As Christians, we will be judged according to how we live into this law of love.  If we fail to show love and mercy, then it reveals that we have not truly received these gifts from God for ourselves.  

Is this still a problem for the Church today?  I should say so.  

We are more likely to be made aware of discrimination based on other qualities.  I know female clergy who have been told, even outright, that they are unwelcome in a church because they are not men.  Just recently, we had a pastor here in Western PA, a black woman, who was serving two churches:  one predominantly white and the other predominantly black.  She was moved because the white church was unwilling to accept her leadership.  Rev. Han was moved this past June, after only one year, and the unwillingness of some members of his church to accept a Korean pastor seems to have been the primary reason.  

But discrimination based on economics still happens in the church today too.  I’ve often heard it said that the Church in America is by and large a middle class phenomenon.  There are less lower class people in the church in America today than there are in the population in general.  Does this mean that the poor are not welcome?  I’ve heard stories of people who were made to feel unwelcome in a church because their clothes were not “nice enough.”  And very often churches give extra respect and deference to large donors, perhaps out of the fear that if they don’t receive it, they’ll leave and take their tithe somewhere else.

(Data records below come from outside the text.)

Issue #760, opened 2026-09-14
Windows install: `start-codex-router.cmd` reported installed but missing from disk; background-service registration fails with `fetch failed


Owie6789:
## Summary

On Windows, the installer reports `"installed":true` for `start-codex-router.cmd` but the file does not exist on disk. The background-service (Task Scheduler) registration step fails with `fetch failed`, and the install exits with status 1.

## Environment

- **OS:** Windows 11 (PowerShell 7, FullLanguage mode confirmed)
- **Node:** v26.1.0
- **Codex Router version:** 0.5.1
- **Elevated (admin) PowerShell:** Yes
- **Proxy variables (`HTTP_PROXY`, `HTTPS_PROXY`):** Not set
- **Windows Defender / Firewall:** Not the cause (tested)

## Steps to reproduce

1. Run the Codex Router installer on a clean Windows 11 machine (admin PowerShell).
2. Accept all prompts.
3. Observe the install output.

## Actual behavior

```
{"installed":true,"path":"C:\\Users\\<user>\\.codex\\codex-router\\start-codex-router.cmd"}
fetch failed
Background-service installation failed.
At C:\Users\<user>\AppData\Local\codex-router\install.ps1:533 char:30
+ ... STEXITCODE -ne 0) { throw "Background-service installation failed." }
```

- `C:\Users\<user>\.codex\codex-router\start-codex-router.cmd` does **not** exist after install.
- Re-running the installer or `codex-router.ps1 doctor --fix` produces the same failure.
- The "Codex Router" scheduled task is never created.
- `codex-router.ps1 start` then fails because `schtasks /Change /TN "Codex Router" /ENABLE` targets a non-existent task.

## Expected behavior

- `start-codex-router.cmd` is written to disk.
- The "Codex Router" scheduled task is registered.
- `codex-router.ps1 start` / `stop` work.

## Workaround

```powershell
# 1. Create the missing .cmd
New-Item -ItemType Directory -Force -Path "$env:USERPROFILE\.codex\codex-router"
@"
@echo off
node "$env:LOCALAPPDATA\codex-router\src\start.mjs"
"@ | Out-File -FilePath "$env:USERPROFILE\.codex\codex-router\start-codex-router.cmd" -Encoding ascii

# 2. Create the scheduled task
schtasks /Create /TN "Codex Router" /TR "$env:USERPROFILE\.codex\codex-router\start-codex-router.cmd" /SC ONLOGON /RL LIMITED /F
```

[...]

PR #767, opened 2026-09-14
fix: keep a slow-starting service instead of rolling it back (#760)

duolahypercho:
Fixes the cause of #760. #762 fixed a latent defect found in the same area; this is what actually happened to that reporter.

## What happened

Every symptom in the report follows from one path, with no contradiction between them and no misconfiguration:

1. `install.ps1` sets `$ServiceInstalled = $true` **before** calling `service.mjs install`.
2. `service-windows install` wrote both launchers and registered the task. **`installed:true` was accurate.**
3. `service.mjs` then runs `waitForServiceReadiness` (`READINESS_TIMEOUT_MS = 300_000`) — a step `service-windows.mjs install` does not itself contain, which is why the `fetch failed` lands *after* the JSON line rather than before it. The router did not answer; `service-readiness.mjs:80-82` strips the URL, leaving the bare message.
4. Non-zero exit → `install.ps1` throws `Background-service installation failed.`
5. The catch runs `node src/service.mjs uninstall`, which deletes the task **and unlinks `launcherPath` and `wrapperPath`**.

So `start-codex-router.cmd` was deleted by the installer's own rollback, seconds after being written correctly. The operator then finds a log claiming `installed:true`, no file, and no task — all three true, in that order.

`service.mjs:25-28` already anticipates this exactly:

> A shorter wait reports failure while the service is still booting, and the installer's rollback then uninstalls the service and reverts the app config out from under a router that goes on to come up healthy seconds later.

The guard added for it gates the teardown on `service_was_installed` / `$ServiceWasInstalled`, which protects a **reinstall over a working router**. A first install on a clean machine has no prior state to compare against, so it was torn out regardless — and a first install is precisely when a LiteLLM cold start with a large model set is slowest. It also explains why the reporter's manual workaround succeeds where the installer failed: by then the gateway is warm.

## Change

- `waitForServiceReadiness` tags health-wait exhaustion as `readinessTimeout`. The crash-loop and dead-launcher throws are deliberately **left untagged** — those are broken rather than slow, and a rollback is still right for them, or a task that relaunches a failing router at every logon survives the install.
- `service.mjs` converts only the tagged failure into exit **75** (`EX_TEMPFAIL`) and says the service is installed and still starting. Everything else keeps exiting 1.
- Both installers branch on 75 and skip the teardown for **service and client config alike** — a router that comes up moments later needs its config still pointing at it — then stop before `wait-health.mjs`, which would only spend a second full budget failing the same way on the same cold start.

The install still fails, loudly, with a non-zero status. What changes is that it no longer destroys what it correctly built.

## Verification

```
node --test test/installer-scripts.test.mjs test/service-readiness.test.mjs \
  test/service-lifecycle.test.mjs test/service-render.test.mjs
tests 99  pass 95  fail 0  skipped 4   (Windows/PowerShell-only)
```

It’s often said that you can see class at work between the different congregations in a certain place.  Someone once said that if you started in the Baptist church and went through the Methodist, Lutheran, Presbyterian churches on the way to the Episcopal Church, you would see the social and economic stratification in the people of God.  I imagine that’s less true today than when it was said, but I think there’s still an element of truth in it:  Some churches are built on economic lines.  

None of this should happen.  At its best, the early Church was seen as a place of radical egalitarianism, a place where there was no Jew or Gentile, rich or poor, slave or free.  That’s how the church in every time and place should be.  All persons should be welcomed as beloved of God and loved by the Church, regardless of race or gender or economics.